Supplied data:

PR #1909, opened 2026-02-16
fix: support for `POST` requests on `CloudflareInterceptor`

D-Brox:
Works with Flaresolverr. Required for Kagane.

Assignment: In the material above, the line with "fix: support for" marks the start. Print it and every line after it through the last, exactly.

The completed task:
fix: support for `POST` requests on `CloudflareInterceptor`

D-Brox:
Works with Flaresolverr. Required for Kagane.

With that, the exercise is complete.